On 02/21/2017 12:03 PM, Daniel P. Berrange wrote:
On Tue, Feb 21, 2017 at 11:33:25AM -0500, John Ferlan wrote:
Repost: http://www.redhat.com/archives/libvir-list/2017-February/msg00501.html
to update to top of branch as of commit id '5ad03b9db2'
BTW, could you include the full cover letter in each new version rather than making people follow links all the way back to v1 to find info about the patch series goals.
OK - I'll try to remember.
IIUC, the intention here is that we automatically create NPIV devices when starting guests and delete them when stopping guests. I can see some appeal in this, but at the same time I'm not convinced we should add such a feature.
A bit more than that - create the vHBA and assign the LUN's to the guest as they are discovered and remove them as they are removed (events from udev). This is a mechanism/idea from Paolo. The RHV team would be the primary consumer and IIRC they don't use storage pools.
AFAICT, the node device APIs already allow a management application to achieve the same end goal without needing this integration. Yes, it would simplify usage of NPIV on the surface, but the cost of doing this is that it ends a specific usage policy for NPIV in the libvirt code and makes error handling harder. In particular it is possible to get into a situation where a VM fails to start and we're also unable to clear up the NPIV device we just auto-created. Now this could be said to apply to pretty much everything we do during guest startup, but in most cases the failure is harmless or gets auto-cleaned up by the kernel (ie the tap devices get auto-deleted when the FD is closed, or SELinux labels get reset next time a VM wants that file, locks are released when we close the virtlockd file handle, etc). NPIV is significantly more complicated and more likely to hit failure scenarios due to fact that it involves interactions with off-node hardware resources.

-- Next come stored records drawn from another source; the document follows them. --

PR #1814, opened 2026-06-14
Optionally depend on `openbabel`, not separate deprecated wheel

### LINKED ISSUE #1813: `openbabel-wheel` is deprecated, switch back to `openbabel`
https://github.com/cclib/cclib/pull/1729 sat for so long that OB 3.2.0 now packages wheels for Py 3.10+.

berquist:
Closes #1813

Open Babel 3.2.0+ now provides pre-built wheels on PyPI.


berquist:
I could turn off `VERSIONINGIT_FOR_PACKAGE_INDEX` for < 3.10 but I think that will create multiple build artifacts, and I'm not sure the publishing workflow will handle that properly.

berquist:
> I could turn off `VERSIONINGIT_FOR_PACKAGE_INDEX` for < 3.10 but I think that will create multiple build artifacts, and I'm not sure the publishing workflow will handle that properly.

https://github.com/cclib/cclib/blob/15f1d7702e826b4c25e00a967f8c3759a3f7fb50/.github/workflows/test_and_package.yml#L102-L107 shows that we only save a single build artifact, and it's for a newer version of Python that wouldn't have this problem, so the versioningit workaround is worth trying.

Issue #1737, opened 2022-09-11
content goes outside the container


Arhell:
**What happened?**
https://opentelemetry.io/registry/
![Screenshot_2](https://user-images.githubusercontent.com/26163841/189518840-86d8e00b-bec4-446c-bbfc-0cc99718020b.png)

/assign

cartermp:
@Arhell if you're up for a contribution I'm happy to review!

PR #1738, opened 2022-09-12
fix content goes outside the container

Arhell:
resolve https://github.com/open-telemetry/opentelemetry.io/issues/1737
after fix
Screenshot_1
when there is enough space it becomes as it was in a line
Screenshot_2


cartermp (approved):
Excellent, thank you @Arhell. This does look better on a smaller mobile device, and indeed will become a single line on a larger one (e.g., my iphone).

PR #1742, opened 2022-09-14
Reformat erlang/elixir testing docs

cartermp:
Just formats the text to line wrap like the rest of the docs.


cartermp:
Haha, oh dear, the extension I use to reformat doesn't recognize the hugo blocks. Will close and do this differently.

PR #1743, opened 2022-09-14
fix typo in CODEOWNERS.

svrnm:


svrnm:
oh... that group is named `mainteiners` ... then, never mind ...

PR #1745, opened 2022-09-14
docs: make events an array in example span

ttd2089:
Based on the example trace above it looks like the events property of a span is supposed to be an array an objects rather than an object.


cartermp (approved):
Thanks! You are correct.

PR #1747, opened 2022-09-14
Replace ruby with rust in repo structure example

svrnm:
Let's be honest, the `content/en/docs/concepts/instrumenting.md` needs a major rework, but before that I fixed that minor issue: ruby has a contrib repo now, so the statement is not true. I replaced it with rust for the time being.


cartermp (approved):
Heh, this is almost like developer documentation rather than end-user documentation. Woof. Deffo needs a rewrite. Anyways, good update!

PR #1762, opened 2022-09-19
Initialize npm for the node.js example

svrnm:
This PR adds an `npm init -f` to the node.js example, while not strictly needed, I ran into the bug that npm installed packages into a parent folder which had a node_modules folder already, which is confusing. This makes sure that everything is contained in the same folder. It will also help in another addition I plan to do (resource detection)


pichlermarc (approved):

cartermp (approved):

psk001:
Does any such example exist for ES6 ?

PR #1786, opened 2022-09-26
Add Aria by VMware to vendor list

oppegard:


cartermp (commented):
I'm prepared to approve this, but in the link you give there's no mention of "Aria" anywhere. Is that intentional?

oppegard:
Thanks for taking a look @cartermp. Our product within VMware is undergoing a [rebranding](https://blogs.vmware.com/management/2022/08/introducing-vmware-aria.html), but it's going to take some time before our various websites are updated. We'd like our listing on the OTel vendors page to reflect what the name will be in a few months from now.

Ideally, our entry would temporarily say "Aria by VMware (Wavefront)". We would come back later to remove the Wavefront part. Is that acceptable?

cartermp:
That sounds good @oppegard - with that change, I'll gladly approve and merge 🙂

chalin (approved):
LGTM, and thanks for adding cSpell entries!

PR #1787, opened 2022-09-26
Clarify Wavefront in vendor list

oppegard:
#1786 was merged before I could make an additional change, so that "Aria by VMware" is instead "Aria by VMware (Wavefront)". We intend this to be a stop-gap until a rebranding at VMware is finished.


oppegard:
@cartermp and @chalin: I made a small tweak to #1786, as discussed in that PR.

cartermp (approved):
Thanks!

I agree with your points. The "purpose" of libvirt taking care of it would be to let libvirt handle all those nasty and odd failure or integration issues - including migration. Of course from a libvirt perspective, I'd rather take the 'scsi_hostX' vHBA and just pass that through to QEMU directly to allow it (or the guest) to find the LUN's, but that's push the problem the other way. I said early on that this is something that could be done by the upper layers that would be able to receive the add/remove lun events whether they created a storage pool just for that purpose or they created the vHBA themselves. It's probably even in the bz's on this.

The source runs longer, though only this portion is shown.